Willie Cole has lived and worked almost his entire life within thirty miles of Newark, New Jersey. The harsh realities of inner-city life for African Americans—so grimly embodied in the post–World War II urban blight and political corruption of Newark, the state’s largest city—and their aspirations are the underpinning of his art. His art powerfully contrasts the dichotomies of life in New Jersey as well as those of the wider landscape of America: affluent suburbs and vast upscale malls exist alongside urban, industrial, and natural wastelands and miles of marginal retail strips; abundant personal wealth is enjoyed in a land suffering from economic, racial, and political discord and chronic poverty. Likewise, Cole posits his art between three dichotomies: the distinctive male and female personalities of his father and mother, the “field” and “house” slaves as defined by Malcolm X, and abstract aesthetics and political and cultural critique.
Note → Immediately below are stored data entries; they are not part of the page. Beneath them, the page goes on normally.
PR #4690, opened 2025-01-03
Add modpack compatibility patch system, improve modularity

out-of-phaze:
## Description of changes
- Adds a new modpack compatibility patch system to get around the annoying include order issues the old system had.
- Removes `get_alternate_reaction_indicator()` in favor of using `send_data()` instead, because only soulstone synthesis used it.
- Allows modular code to override/add to certain lists of fluff strings in core code.
- Repaths `/supermatter` material presets to `/exotic_matter` in preparation for moving supermatter content into a modpack. Also, consistency; that's the material path anyway.
- Replaces hardcoded singularity stage size checks with specific variables, for more granular control over stage behavior (and to make adding them in modpacks a lot easier).
- Makes the atmos grief fixer use a decl step system in preparation for moving the "disable the SM" step into a modpack. Theoretically this could be expanded and/or generalized too.

# DNM until I do at least some basic testing that the compatibility patches actually work properly.

Fixes some potential headaches/issues with modpack include order and compatibility patches. Improves general code quality and consistency. Prepares for moving the SM and related content into a modpack.

## Authorship
Me

## Changelog
No user-facing changes.


MistakeNot4892 (dismissed):
Meant to approve this one, not the one with the dep, but yeah this seems like a good solution.

MistakeNot4892 (approved):

PR #4691, opened 2025-01-03
Move the supermatter crystal and related content into a modpack

out-of-phaze:
## Description of changes
Moves the supermatter crystal and related content into a modpack.

Depends on #4690.

I have no clue how I'd test this. Engine setup verb, check that the UIs work, fix atmos grief verb, try a delam?

Moves the SM into a modpack, which is a good proof-of-concept for "what if we modpacked base-game SS13 features?" Like, I know that Shaded Hills doesn't suffer at all from "supermatter crystals existing in the game code but being inaccessible," but modpacking it highlights places our modularity is lacking, and it makes it easier for codebases to pick-and-choose what they want in their lore; some might not want supermatter crystals to be orderable at all, for example.

## Authorship
Me.

## Changelog
Shouldn't be any user-facing changes?


MistakeNot4892 (dismissed):
This all seems conceptually fine to me. Have to admit I did not read the copied/moved code in great depth.

mods/content/supermatter/overrides/sm_singularity.dm
```diff
@@ -0,0 +1,46 @@
...
+	em_heavy_range = 12
+	em_light_range = 16
+	mesmerize_text = "helpless"
+	the_goggles_do_nothing = TRUE
+	ignore_obstacles = TRUE
+
+/decl/singularity_stage/stage_super/grow_to(obj/effect/singularity/source)
+	source.visible_message(SPAN_SINISTER("<font size='3'>You witness the creation of a destructive force that cannot possibly be stopped by human hands.</font>"))
+
+// why is this not shrink_from or something?
```
MistakeNot4892, line 31: Because it's shrinking to this stage from stage six.

MistakeNot4892 (approved):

Cole’s widely recurring symbolic and artistic object that was initially brought to the attention of the art world in the mid-1980s has been the steam iron. While Cole’s unique approach of imprinting the steam iron’s marks on a variety of media result in a wide-ranging decorative potential of his scorchings, these scorches are also to be viewed as a reference to Cole’s African American heritage. Its multiple manifestations in scorched and stenciled impressions on canvas and paper are positioned to signify archetypal motifs so that, upright, with the iron point at bottom, they become a human or spirit face; upright, with the point at the top, a house; sideways, a boat; and arrayed at angles, warriors’ shields and armor. Grouped and conjoined, the steam iron’s imprints evoke a range of subjects from spirits of domestic and existential dramas to battling forces and the blossoms of flowers.
Willie Cole attended the Boston University School of Fine Arts, received his Bachelor of Fine Arts degree from the School of Visual Arts in New York in 1976. Willie Cole is the recipient of many awards, including the 2006 Winner of the David C. Driskell Prize, the first national award to honor and celebrate contributions to the field of African American art and art history, established by the High Museum of Art in Atlanta, Georgia. Willie Cole’s work is found in numerous private and public collections and museums around the world, including the Museum of Modern Art, the Whitney Museum of American Art and the Metropolitan Museum of Art in New York City, New York; the National Gallery of Art in Washington, D.C.; the Baltimore Museum of Art in Baltimore, Maryland; the Philadelphia Museum of Art in Philadelphia, Pennsylvania; the Montclair Art Museum, the Newark Museum of Art, and the New Jersey State Museum in Trenton in New Jersey; among others.